After a troublesome short program on Thursday, Meagan Duhamel and Eric Radford finished the ISU Grand Prix Final in Marseille, France on Friday with the bronze medal.
The two-time reigning world champions placed second in the free skate, just seven-tenths of a point behind the victors, Evgenia Tarasova and Vladimir Morozov. But when added to the short program scores, the Russians finished first handily with an overall total of 213.85 points. China’s Xiaoyu Yu and Hao Zhang, who had been second in the short program, took the silver with 206.72 points, just 0.72 ahead of the Canadians’ final score of 205.99.
Canada’s other pair in the Final, Julianne Seguin and Charlie Bilodeau, placed fifth among the six qualified pairs after the fourth-best free skate.
The riskiest element in Duhamel and Radford’s short program, the new-this-season throw triple Axel, was the biggest problem, with Duhamel falling hard on an under-rotated landing.
The triple Axel is the most difficult throw allowed in the short program, with a base value of 7.7 points compared to the 5.5 points of a throw triple Lutz. However, with great execution, the Lutz, which is a very consistent element for Duhamel and Radford, could be worth as much as 7.6 points.
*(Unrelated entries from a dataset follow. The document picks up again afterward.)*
PR #1766, opened 2026-07-10
fix(dungeons): allow eligible ghosts to reclaim raid loot

No898:
## Summary

- Allows a loot-eligible released ghost to cross the Abandoned Crypt and return to the same party's defeated Nythraxis arena.
- Builds on #1767 by treating the exact Nythraxis corpse-run proof as an alternate ownership proof to its `clearedBy` gate.
- Binds the exception to the canonical arena footprint, exact instance slot, current party claim, dead boss, and loot-recipient snapshot, including the wide side wings.
- Preserves the whole-party lockout, fresh-claim, foreign-claim, living-player, ineligible-player, and undefeated-boss protections from #1767.
- Lets the intermediate ghost backtrack outside if the arena claim disappears.

## Related issues

Fixes #1764

Related: #1767

#1767 fixed a separate heroic re-run abuse reported on Discord and has no linked GitHub issue. This PR was rebased by merging the current `release/v0.24.0` containing that fix, then adjusted to preserve its `clearedBy` and whole-party lockout behavior.

## Type of change

- [x] Bug fix
- [ ] Feature: new functionality
- [ ] Refactor or performance (no behavior change)
- [ ] Documentation
- [x] Tests
- [ ] Build, CI, or tooling
- [ ] Breaking change

## How was this tested?

- Commands:
  - `npx vitest run tests/dungeons.test.ts` (49 passed)
  - `npx vitest run tests/nythraxis_raid.test.ts` (58 passed)
  - `npx vitest run tests/architecture.test.ts` (24 passed)
  - `npm run ci:changed -- --diagnostic-level=error`
  - `npx tsc --noEmit`
  - `npm run gate` reached the full suite with i18n freshness, malware, and changed-file Biome green; its five-worker test phase hit four unrelated 5-second timeouts under concurrent host load
  - `npm test -- --maxWorkers=1` (948 test files passed, 1 skipped; 11,576 tests passed, 14 skipped)
  - `npm run build:env`, `npm run build:server`, and `npm run build`
  - pre-push QA floor (53 passed, 3 skipped; typecheck and lint floor green)
- Reproduction:
  - Merged current `release/v0.24.0` at `e3cbb887a`, which includes #1767 and the latest #1773, and confirmed the release delta has no dungeon or Nythraxis overlap.
  - Exercised kill, lockout, release, outer crypt entry, royal door entry, and resurrection through a real `Sim`.
[...]

PR #1789, opened 2026-07-11
feat(social): Dungeon Finder (role queue, premade board, catalogue window)

EnriqueGF:
## Summary

Adds the Dungeon Finder (spec: `docs/prd/dungeon-finder.md`, included in this PR): a realm-local group finder that **forms parties and raids only**. It never teleports anyone, never enters an instance, and never touches dungeon difficulty or loot settings; the group assembles where everyone stands and travels to the entrance together.

Three surfaces in one window (desktop micro-button, mobile More menu, rebindable `Shift+I`; bare `I` stays Calendar):

- **Catalogue**: every activity in the release (the four five-mans on Normal and Heroic, the Abandoned Crypt, and the Nythraxis raid on both difficulties) with strict level band, group size, role split, daily-lockout state, attunement requirement, entrance zone plus a non-teleporting "Show on Map" ping, and every encounter in order with prerendered WebP portraits, notable mechanics, and the authored loot tables (roll-group semantics rendered honestly: "one of these always drops" only when the group's chances partition a full draw; Heroic bonus groups and Heroic Marks shown on Heroic).
- **Quick Match**: role selection (below level 10 a fixed class table: tank = warrior/paladin/druid, healer = paladin/priest/shaman/druid, dps = all; from level 10 the active specialization's role, no spec = no queue), multi-activity selection with deterministic FIFO matching over indivisible solo/premade units, exact 1/1/3 and 2/2/6 compositions, a 30-second all-confirm proposal, a 60-second decline/timeout cooldown, and original-join-time restoration for the units that accepted.
- **Premade Groups**: leader-published listings with structured tags only (first run, quest run, full clear, learning welcome, fast run; deliberately no free text), applications with leader accept/decline, full revalidation on acceptance, and the solo Abandoned Crypt as a listing-only activity (up to five, no role checks, level 20).

Level bands are strict inside the finder (anti-boost): Hollow Crypt 7-10, Sunken Bastion 12-13, Drowned Temple 16-18, Gravewyrm Sanctum 19-20, every Heroic and the raid 20. Every queued member, listing member, and applicant must be in band; physical door rules are unchanged.

Architecture, per the repo seams:

- `src/sim/content/dungeon_finder.ts`: declarative catalogue (activities, bands, compositions, encounter order, mechanics keys, entrances); no heuristics. Loot previews read the canonical `MOBS[bossId].loot` + `HEROIC_BOSS_LOOT`.
- `src/sim/social/dungeon_finder.ts`: the machine behind `SimContext`. Draws no rng, reads only the sim clock; matching runs from a new end-of-tick phase (`sim.dfinder` lap) that cannot fork the draw order. Pure helpers (role compatibility, Kuhn max-matching role assignment, FIFO assembly) are exported and unit-tested.
- `PartyMachine.formDungeonFinderGroup`: the one authoritative formation seam; validates live rosters (null = nothing mutated), preserves the oldest premade's party/leader/loot settings, oldest solo leads all-solo groups, converts to raid before exceeding the party cap.
- New `IWorldDungeonFinder` facet (implemented by both `Sim` and `ClientWorld`), nine `df_*` wire commands validated field-by-field in `server/game.ts`, and two delta keys: `df` (personal, 2 Hz) + `dfb` (shared board, capped at 50 listings).
- `src/ui/dungeon_finder_view.ts` (pure core, in `UI_PURE_CORES`) + `src/ui/dungeon_finder_window.ts` (thin painter). Cold window: zero work closed; open, it rebuilds DOM only on a structural signature change, and the 1 Hz countdowns refresh cached text slots in place. Portraits are committed WebP stills (new `scripts/render_finder_portraits.mjs`, reusing the guide-stills renderer), never a live 3D scene.

## Related issues

N/A (feature request from the maintainer, spec in `docs/prd/dungeon-finder.md`).

## Type of change

- [x] Documentation
- [x] Tests

## How was this tested?

- Commands:
  - `npm run gate` green end to end: i18n gen + freshness, malware scan, changed-files biome, full vitest (924 files / 11389 tests, 6 workers), `tsc --noEmit`, env/server/client builds.
  - Focused: `tests/dungeon_finder.test.ts` (44: bands at both edges, pre-10 role table, spec gate, 1/1/3 + 2/2/6, multi-role reseating, FIFO + intersection, premade indivisibility and leader retention, decline/timeout cooldowns with join-time restoration, listing/application lifecycle, disconnect and roster-change cleanup, no-teleport/no-difficulty/no-loot-mutation, determinism), `dungeon_finder_view.test.ts`, `dungeon_finder_window.test.ts`, plus the repinned wire gates (`command_schema` 140/149, `snapshots` 38 delta keys, `world_api_parity` 215 members / 26 facets), `architecture`, `localization_fixes` (S3), `i18n_completeness` (M16), `tests/parity` (rng draw-order), `keybinds`, `mobile_controls`, `css_corpus`.
  - Reviewed by the repo agents: `qa-checklist` (READY, findings fixed in this PR), `architecture-reviewer` (0 blocking; both notes applied), `privacy-security-review` (all checks passed; noted follow-up: a dedicated `df_*` rate limit is hygiene, state is O(players)-bounded).
- Third commit: the WoW-style group-found popup (per-role accepted meters, countdown, check/cross buttons, audio cue) shown outside the window, plus instant proposal answers from dev bots.
- New in the follow-up commit: role/tab glyphs, per-activity boss portraits in the catalogue rail and detail header, styled single-select chips replacing the raw select, a bounded flex-column window (no runaway scroll on any tab) with sticky encounter portraits, honest "at most one may drop" labels for partial roll groups, and a dev-only `/dev lfg [queue|raid|board]` seeding command (spawns finder bots that queue around your role, fill the raid split, or publish listings and apply to yours) so the whole flow is testable solo.
- Manual steps: booted offline and online (dev server + authoritative server), formed a full five-player group through the queue (proposal, accept, formation in place), published and filled listings, verified the crypt listing path, "Show on Map" ping, and the mobile portrait/landscape single-pane flow with the Back action.

## Screenshots / recordings

Committed under `docs/screenshots/` (desktop 1600x900, mobile 390x844 portrait + 844x390 landscape):

| | |
|---|---|
| Catalogue, Heroic detail | Catalogue, raid detail |
| Quick Match | Group proposal |
| Group-found popup | Premade board |
| Show on Map ping | |
| Mobile list | Mobile detail |
| Mobile Quick Match | Mobile landscape |

---

### Quality

- [x] **Tests pass.** `npm test` is green (via `npm run gate`, 11389 tests); new sim/server behavior is covered by `tests/dungeon_finder.test.ts` and the repinned wire gates.
- [x] **Builds succeed.** `npm run build`, `npm run build:server`, `npm run build:env` (all inside the gate).

### Cross-platform

- [x] **Tested on desktop and mobile.** Portrait and landscape screenshots above; every tappable finder control has a 40x40 floor (`hud.mobile.css`), the create-listing `select` inherits the central 16px input floor.
- [x] **Accessible.** Focus trap + focus return via the shared window-focus seam, `dialog` root, `aria-pressed`/`role=checkbox` state, localized aria labels, `:focus-visible` on loot rows, no hover scale, no animation (reduced-motion safe by construction), forced-colors border via the shared `.window` rule.

### Localization (i18n)

- [x] New player-visible strings are `t()` keys added to `en` (`hudChrome.finder.*`), with the five non-Latin fills (`zh_CN`/`zh_TW`/`ja_JP`/`ko_KR`/`ru_RU`) supplied per the M16 rule; the remaining locales are build-filled `pending` for the release pass (contributor policy).
- [x] Numbers, percents, money, and durations go through `formatNumber`/`moneyHtml` and the shared coin markup.
- [x] Sim-emitted player text is re-localized at the client boundary in this same change (`dfinder.*` EXACT map + 4 name RULES in `src/ui/sim_i18n.ts`); `npx vitest run tests/localization_fixes.test.ts` passes.

### Hygiene

- [x] No secrets, credentials, or `.env` committed; no `ALLOW_DEV_COMMANDS` involvement.
- [x] No generated files hand-edited (i18n tables regenerated via `npm run i18n:gen` + `i18n:hash`; boss portraits generated by the committed script).


Rubsey (commented):
This is a strong feature PR, and the architecture work shows under review. Things I verified directly at the head (7672f662d): the sim machine draws no rng and reads only the sim clock, the ordering paths (FIFO, the Kuhn reseater, proposal expiry) are total orders, and the parity golden traces stay green with the new end-of-tick dfinder lap; all nine df_* handlers validate field-by-field and act on the session pid; /dev lfg sits behind the real ctx.devCommands gate (ALLOW_DEV_COMMANDS server-side); the catalogue's activity, encounter, and entrance ids all resolve against real content, encounter order matches the actual layouts, and the loot preview reads the canonical MOBS/HEROIC_BOSS_LOOT tables with roll-group math that mirrors the sim's partitioned draw; lockout and attunement display read the same state the doors enforce; listings are one per leader, leader-only, band-checked, structured tags only, so no free text crosses the wire and finder state stays O(players); the board view is rev-cached and the 2 Hz df/dfb cadence is sensible; index.html and play.html get identical chrome; the pin bumps are honest (command_schema +9/+9, exactly the nine new commands); and dungeon_finder_view.ts is genuinely DOM-free with decisive tests behind it. Nice work.

Two blocking findings, then smaller ones.

**Blocking**

1. Stale `src/ui/i18n.resolved.sha256`: commit 55b15aef3 added `hudChrome.finder.slotState` and regenerated all 22 resolved tables but never rewrote the baseline, so `tests/i18n_resolved_equivalence.test.ts` fails at the PR head (2 of 5; I ran it). CI has not surfaced this because a conflicting PR gets no merge ref, so no checks ran on this head. The fix is mechanical: `node scripts/i18n_resolved_hash.mjs --write` and commit the one-line baseline.

2. The closed finder window is visible at HUD boot. Three spots share one root cause and one fix:
   - `src/styles/components.css:3896`: `#dungeon-finder-window` sets `display: flex` in `@layer components` with no `display: none`. The closed-state default (`.window { display: none }`) lives in `@layer layout`, which loses to components, so before the first open the window computes `display: flex`: an empty 640px panel sits on screen from boot until the player first opens and then closes the finder, every session (verified in a real Chrome against the actual style barrel; the painter's `close()` early-returns when inline display is not 'block', so it never hides it either). On mobile it is worse: the visible window flips `body.mobile-window-open` at boot, showing the backdrop and hiding autorun.
   - `src/styles/hud.mobile.css:4067`: the whole mobile finder block was appended after the `@layer hud-mobile` wrapper closes, so those rules are unlayered and outrank every layer.
   - `src/ui/dungeon_finder_window.ts:103`: `open()` sets inline `display: 'block'`, so the flex-column design (max-height, per-pane scrolling) never actually applies while open; the bounded-window behavior described in the PR is not what ships.
   `#market-window` in the same stylesheet is the house pattern: `display: none` in the components rule, painter opens with inline flex (`market_window.ts:120`). Follow it, move the mobile block inside the layer, and update the two 'block' checks (`isOpen` at `dungeon_finder_window.ts:82`, the render gate at `hud.ts:6985`).

**Should-fix**

3. The group-found popup is never announced to screen readers (`src/ui/dungeon_finder_proposal_popup.ts:73`): no `role=alert`/`aria-live`, and focus does not move, so an SR user misses the 30-second window entirely while the in-window banner is announced. `role="alert"` on show would cover it.

4. ARIA role misuse in the window: `role=tablist` at `dungeon_finder_window.ts:358` has plain `aria-pressed` buttons as children (no `role=tab`/`aria-selected`), and `role=listbox` at line 386 has children that are not `role=option`. Either commit to the full tab/listbox contracts or drop to plain toggle-button groups; half-applied roles read worse to AT than none.

5. Localizable composition bypasses the token conventions in four spots (English-side mechanics, not a translation ask): role counts hardcode the count-space-label order via `${num(n)} ${label}` (`dungeon_finder_window.ts:429`, 686), the needs line concats a prefix at 676, `mmss()` at 777 hand-rolls the `:` clock instead of the `hudChrome.vcup.clock` `'{minutes}:{seconds}'` pattern every other clock uses, and the popup builds `accepted/total` at `dungeon_finder_proposal_popup.ts:113` while `hudChrome.finder.slots` (`'{size}/{capacity}'`) already exists. Template keys with tokens fix all four.

**Nits**

6. `dungeon_finder_view.ts:222` and 384 hardcode `level >= 10` where the sim machine uses `FIRST_TALENT_LEVEL`; import the constant so they cannot drift.
7. `matchFinderRoles`: `seat()` and `seatElsewhere()` are the same ~20-line augmenting path with one extra skip; one function with an optional `except` param.
8. Nothing guards that a portrait webp exists for every catalogued encounter (the view builds URLs blindly at `dungeon_finder_view.ts:285`); a future catalogue addition ships a silent 404 portrait. A cheap existence loop over `FINDER_ACTIVITIES` in `dungeon_finder_view.test.ts` closes it.
9. `hudChrome.finder.partySize` (`'{count} players'`) bakes the plural into the template; fine today since no activity renders a count of 1, but `tPlural` + `hudChrome.plurals.*` is the house pattern.
10. Your own note about a dedicated df_* rate limit is right, and it is fine to land without one: the handlers are cheap (matching runs in the tick phase, not per message) and state is bounded, so it stays a follow-up.

**Notes, no action needed from you**

- The conflicts against the current base tip are small and mechanical: `index.html`/`play.html`/`sim.ts`/`hud.ts` collide with #1766/#1784, plus the usual regen set (the five overlay files, the generated i18n trio, and the two repinned gate tests). Merge the base, re-run `npm run i18n:gen` + the hash write, and re-derive the two count pins.
- At the head I ran the 11 gate test files (525 passing), tests/parity (164 passing), and the S3 guard; everything is green except the equivalence test in finding 1.
- The 71k-line `i18n.status.json` churn is a base artifact (that registry is supposed to be gitignored and got resurrected on release branches); not yours to fix.
- release/v0.24.0 has shipped, so this will be retargeted to a later release branch; that call happens maintainer-side.

EnriqueGF:
Thanks for the review, this was a thorough one. Retargeted to `release/v0.26.0` (v0.24.0 has shipped), merged the new base, and landed every finding. Head is now `11370b5`.

**Blocking**

1. **Stale `i18n.resolved.sha256`**: fixed. The merge regenerated the tables (`npm run i18n:gen`) and rewrote the baseline (`node scripts/i18n_resolved_hash.mjs --write`); `tests/i18n_resolved_equivalence.test.ts` is green. The resurrected `i18n.status.json` registry is gone too (the new base gitignores it).

2. **The closed window was visible at HUD boot**: fixed, all three spots, following the `#market-window` house pattern.
   - `components.css`: the `#dungeon-finder-window` rule now declares `display: none`, so the `@layer components` rule no longer outranks the closed-state default in `@layer layout`.
   - `hud.mobile.css`: the whole mobile finder block moved INSIDE `@layer hud-mobile`, and its root rule no longer sets `display` at all (a layered `block` there would both re-show the closed window at boot and defeat the flex-column bounds while open).
   - The painter opens with inline `flex` and both open-state checks (`isOpen`, the `hud.ts` render gate) follow, so the bounded flex-column window described in the PR is now what actually ships.
   Verified in a real Chrome, offline boot: the panel computes `display: none`, width 0, and `body.mobile-window-open` stays off (it was `display: flex` / 640px / on before). Pinned by a new stylesheet-contract suite in `tests/dungeon_finder_window.test.ts` (closed-state rule, no CSS after the layer wrapper closes, painter and HUD gate both on `flex`), and every screenshot is recaptured on the now-correctly-bounded window.

**Should-fix**

3. **Popup not announced**: the popup gets `role="alert"` + `aria-live="assertive"` on show. It still never moves focus by design (the player may be fighting), which is exactly why the live region was the right fix.

4. **Half-applied ARIA roles**: dropped. The tabs and the catalogue rail are labelled `role="group"` toggle-button groups now (`aria-pressed` buttons with no `role=tab` / `role=option` children never earned `tablist` / `listbox`). Pinned so it cannot regress.

5. **Localizable composition**: all four go through token templates now. New keys: `hudChrome.finder.roleCount` (`'{count} {role}'`), `hudChrome.finder.clock` (`'{minutes}:{seconds}'`, the same pattern `hudChrome.vcup.clock` uses), and `needs` is now `'Needs {roles}'` instead of a concatenated prefix. The popup's meter uses the existing `hudChrome.finder.slots`. The five non-Latin fills are in the same change.

**Nits**

6. `dungeon_finder_view.ts` imports `FIRST_TALENT_LEVEL` instead of the literal 10, in both spots.
7. `seat()` / `seatElsewhere()` are one augmenting path with an optional `except`.
8. Added: `tests/dungeon_finder_view.test.ts` now walks every `FINDER_ACTIVITIES` encounter and asserts a committed webp exists under `public/ui/dungeons`, so a future catalogue addition cannot ship a silent 404.
9. `partySize` is now `tPlural('hudChrome.plurals.finderPartySize')` with all four CLDR categories.
10. Agreed, the dedicated `df_*` rate limit stays a follow-up.

**Also found while merging the new base** (three party-side rules the release landed on the invite/leave arm that the finder's own formation seam skipped, each with a regression test in `tests/dungeon_finder.test.ts`):

- `partiesJoined` (the deed stat `acceptInvite` bumps) was never credited for a finder-formed group. It is now, for the leader and every joining member.
- A matched premade's ready check outlived its dissolved source party: its members resolve to the NEW party, so nobody could answer it and it ran the full 30-second timeout reporting on a group that no longer existed. `formDungeonFinderGroup` clears it with the party.
- The finder ignored `meta.leaving`, the disconnect flag every other reward system honours, so a disconnecting player could still be matched (or burn a whole proposal for four others). Finder teardown moved into `preparePlayerLeave`, which the server runs before the persistence await, and both `unitIntact` and the formation validation reject a leaver.

Gate is green end to end on the new base (full vitest, `tsc`, all builds). The one red is `tests/browser/armory_mobile_layout.browser.test.ts`, which fails identically on `release/v0.26.0` itself; not from this PR.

“We’re going to have to take a look after this competition,” Radford said of their planned short program elements. “It’s a high risk program and there’s not a high reward. The throw Axel is too risky unless you get good GOEs (Grades of Execution).”
Faced with a large hole to climb out of, Duhamel made the costly mistake of doubling the side-by-side triple Lutzes in the free skate. There were also messy landings on the throw quad Salchow and the triple toe combination.
Earning level four on all elements but one of their step sequences, which was graded at a level three, the 2010 Olympic champions scored 80.50 points to take a 2.53 point lead over Americans Maia Shibutani and Alex Shibutani. They surprisingly placed 0.11 ahead of two-time reigning world champions Gabriella Papadakis and Guillaume Cizeron, who are competing in front of a home crowd.
Virtue and Moir received five perfect 10 marks from individual judges on their program components and no individual mark lower than 9.25, a sign of their strong skating skills and performance capabilities, which have been honed over the last two seasons spent touring. They’ll be last on the ice in the free dance.
In a pleasantly surprising turn of events, Kaetlyn Osmond finds herself in second place after the ladies’ short program.
Competing in her first Grand Prix Final, Osmond’s score of 75.54 has her trailing only reigning world champion Evgenia Medvedeva of Russia who earned a world record 79.21 points. Former world medallist Satoko Miyahara of Japan is just behind with 74.64 points followed by three more Russians, led by current world bronze medallist Anna Pogorilaya and her 73.29 points.
With her Edith Piaf program that was appreciated by the French audience, the always expressive Osmond flew through a triple flip triple toe combo before nailing a triple Lutz and double Axel. She also received all level fours on her spins and step sequence and components scores in the high 8s.
The free skates for the ice dance, men, and ladies all go on Saturday. Patrick Chan is also in second place in the men’s event after his best ever short program on Thursday, getting close to the 100-point barrier with a score of 99.76 points. The program included as good a triple Axel as he has ever landed, a positive sign for an element that has been his nemesis over the last few years. Chan is 6.77 points back of the leader, Yuzuru Hanyu of Japan, but 8 points ahead of two-time reigning world champion Javier Fernandez of Spain who had two major jump errors. Chan drew the final start position for the free skate.